* Given records
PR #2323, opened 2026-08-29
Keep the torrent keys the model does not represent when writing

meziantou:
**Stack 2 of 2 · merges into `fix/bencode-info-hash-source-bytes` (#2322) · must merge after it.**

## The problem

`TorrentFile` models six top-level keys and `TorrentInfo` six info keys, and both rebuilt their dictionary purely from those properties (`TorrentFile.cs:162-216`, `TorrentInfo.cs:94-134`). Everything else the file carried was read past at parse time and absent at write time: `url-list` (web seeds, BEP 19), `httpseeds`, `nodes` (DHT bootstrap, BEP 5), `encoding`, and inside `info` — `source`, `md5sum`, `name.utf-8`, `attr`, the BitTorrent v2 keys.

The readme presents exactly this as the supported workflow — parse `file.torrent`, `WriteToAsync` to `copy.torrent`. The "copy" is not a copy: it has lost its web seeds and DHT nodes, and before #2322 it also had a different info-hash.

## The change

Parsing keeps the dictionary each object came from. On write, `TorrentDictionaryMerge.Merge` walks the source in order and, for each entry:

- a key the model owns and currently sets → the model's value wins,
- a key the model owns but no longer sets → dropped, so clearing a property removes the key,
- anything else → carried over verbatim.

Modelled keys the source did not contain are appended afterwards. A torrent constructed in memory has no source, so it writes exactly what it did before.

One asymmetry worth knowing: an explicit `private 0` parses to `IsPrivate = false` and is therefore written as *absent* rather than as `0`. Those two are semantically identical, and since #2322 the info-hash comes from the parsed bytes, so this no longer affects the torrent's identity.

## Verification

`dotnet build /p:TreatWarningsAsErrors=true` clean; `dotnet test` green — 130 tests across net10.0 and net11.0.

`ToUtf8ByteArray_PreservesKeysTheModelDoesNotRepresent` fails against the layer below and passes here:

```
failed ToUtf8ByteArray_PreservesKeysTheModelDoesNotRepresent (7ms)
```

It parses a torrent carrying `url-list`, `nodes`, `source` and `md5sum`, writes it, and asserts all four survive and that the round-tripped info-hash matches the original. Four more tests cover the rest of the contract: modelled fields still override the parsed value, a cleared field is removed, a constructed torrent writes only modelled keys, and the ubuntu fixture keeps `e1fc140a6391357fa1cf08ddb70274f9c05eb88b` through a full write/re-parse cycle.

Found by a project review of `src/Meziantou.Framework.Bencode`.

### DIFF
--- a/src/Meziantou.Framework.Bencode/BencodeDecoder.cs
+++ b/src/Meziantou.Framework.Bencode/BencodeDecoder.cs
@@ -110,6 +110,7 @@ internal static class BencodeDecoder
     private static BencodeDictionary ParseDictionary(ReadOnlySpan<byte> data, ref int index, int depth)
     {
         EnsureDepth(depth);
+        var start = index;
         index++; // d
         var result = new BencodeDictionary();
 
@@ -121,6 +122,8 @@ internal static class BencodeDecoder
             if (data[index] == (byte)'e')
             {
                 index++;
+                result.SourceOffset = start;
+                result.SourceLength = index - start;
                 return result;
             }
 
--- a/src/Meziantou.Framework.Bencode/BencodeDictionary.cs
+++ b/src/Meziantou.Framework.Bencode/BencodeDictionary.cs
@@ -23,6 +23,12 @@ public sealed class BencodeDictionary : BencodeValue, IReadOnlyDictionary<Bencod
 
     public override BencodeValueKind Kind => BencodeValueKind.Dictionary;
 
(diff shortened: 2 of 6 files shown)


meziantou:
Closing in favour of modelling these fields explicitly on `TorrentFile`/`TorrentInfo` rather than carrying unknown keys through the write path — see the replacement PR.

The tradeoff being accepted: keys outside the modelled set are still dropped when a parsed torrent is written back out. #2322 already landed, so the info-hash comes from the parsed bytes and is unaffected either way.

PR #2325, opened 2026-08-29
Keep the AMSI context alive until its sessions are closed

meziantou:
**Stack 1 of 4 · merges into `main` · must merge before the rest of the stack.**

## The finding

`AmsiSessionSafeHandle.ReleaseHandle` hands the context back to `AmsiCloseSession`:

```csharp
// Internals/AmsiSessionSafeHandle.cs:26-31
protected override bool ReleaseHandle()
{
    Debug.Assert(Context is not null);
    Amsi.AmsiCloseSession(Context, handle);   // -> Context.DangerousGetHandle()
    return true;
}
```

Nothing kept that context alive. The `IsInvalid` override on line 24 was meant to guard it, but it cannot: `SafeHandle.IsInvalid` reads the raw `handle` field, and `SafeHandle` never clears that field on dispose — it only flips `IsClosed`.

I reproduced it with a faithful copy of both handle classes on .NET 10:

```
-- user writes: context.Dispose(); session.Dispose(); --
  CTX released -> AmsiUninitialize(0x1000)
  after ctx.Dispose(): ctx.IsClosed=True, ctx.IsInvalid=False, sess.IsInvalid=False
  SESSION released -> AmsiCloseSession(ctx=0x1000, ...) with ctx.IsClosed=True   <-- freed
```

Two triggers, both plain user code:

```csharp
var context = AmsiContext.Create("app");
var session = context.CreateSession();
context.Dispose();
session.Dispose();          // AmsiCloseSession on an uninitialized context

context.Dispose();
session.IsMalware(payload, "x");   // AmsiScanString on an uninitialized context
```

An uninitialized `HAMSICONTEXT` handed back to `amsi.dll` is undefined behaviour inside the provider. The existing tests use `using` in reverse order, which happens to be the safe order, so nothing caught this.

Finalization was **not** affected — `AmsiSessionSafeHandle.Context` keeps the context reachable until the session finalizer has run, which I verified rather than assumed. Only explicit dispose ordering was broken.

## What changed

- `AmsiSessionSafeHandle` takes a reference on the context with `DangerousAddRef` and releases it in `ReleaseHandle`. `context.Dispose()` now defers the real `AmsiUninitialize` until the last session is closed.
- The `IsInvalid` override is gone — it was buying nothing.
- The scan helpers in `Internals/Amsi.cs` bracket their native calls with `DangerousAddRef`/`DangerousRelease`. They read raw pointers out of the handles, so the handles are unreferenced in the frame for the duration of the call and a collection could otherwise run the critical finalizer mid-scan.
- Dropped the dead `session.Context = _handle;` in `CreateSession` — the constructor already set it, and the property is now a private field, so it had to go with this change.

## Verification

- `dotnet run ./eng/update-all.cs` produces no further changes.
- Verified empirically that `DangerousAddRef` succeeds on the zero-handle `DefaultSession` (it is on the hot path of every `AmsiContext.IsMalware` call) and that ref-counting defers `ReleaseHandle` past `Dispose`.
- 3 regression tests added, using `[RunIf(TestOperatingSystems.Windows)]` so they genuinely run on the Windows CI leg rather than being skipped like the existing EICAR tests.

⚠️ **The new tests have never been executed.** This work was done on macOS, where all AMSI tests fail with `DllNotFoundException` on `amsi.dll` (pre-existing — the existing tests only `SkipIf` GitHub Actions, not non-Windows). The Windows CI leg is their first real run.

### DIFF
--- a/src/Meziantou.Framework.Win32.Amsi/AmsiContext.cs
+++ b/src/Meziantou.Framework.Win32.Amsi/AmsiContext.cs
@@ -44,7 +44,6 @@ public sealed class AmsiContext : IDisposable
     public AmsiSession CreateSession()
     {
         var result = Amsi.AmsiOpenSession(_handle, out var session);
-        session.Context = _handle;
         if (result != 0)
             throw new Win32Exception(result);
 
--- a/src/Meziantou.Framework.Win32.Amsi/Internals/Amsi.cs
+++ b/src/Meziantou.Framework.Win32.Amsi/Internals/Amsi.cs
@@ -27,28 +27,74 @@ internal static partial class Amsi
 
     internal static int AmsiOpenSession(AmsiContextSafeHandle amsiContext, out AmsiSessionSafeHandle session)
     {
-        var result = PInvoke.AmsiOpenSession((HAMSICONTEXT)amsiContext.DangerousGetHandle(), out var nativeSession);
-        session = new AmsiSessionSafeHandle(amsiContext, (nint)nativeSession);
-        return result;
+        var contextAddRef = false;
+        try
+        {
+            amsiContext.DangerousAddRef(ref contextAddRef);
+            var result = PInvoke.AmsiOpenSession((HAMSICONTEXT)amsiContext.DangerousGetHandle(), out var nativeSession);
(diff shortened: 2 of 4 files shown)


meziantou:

* Try it
Among the records, find every line with the word "start" and copy it.

* Answer for the task
+        var start = index;
+                result.SourceOffset = start;
+                result.SourceLength = index - start;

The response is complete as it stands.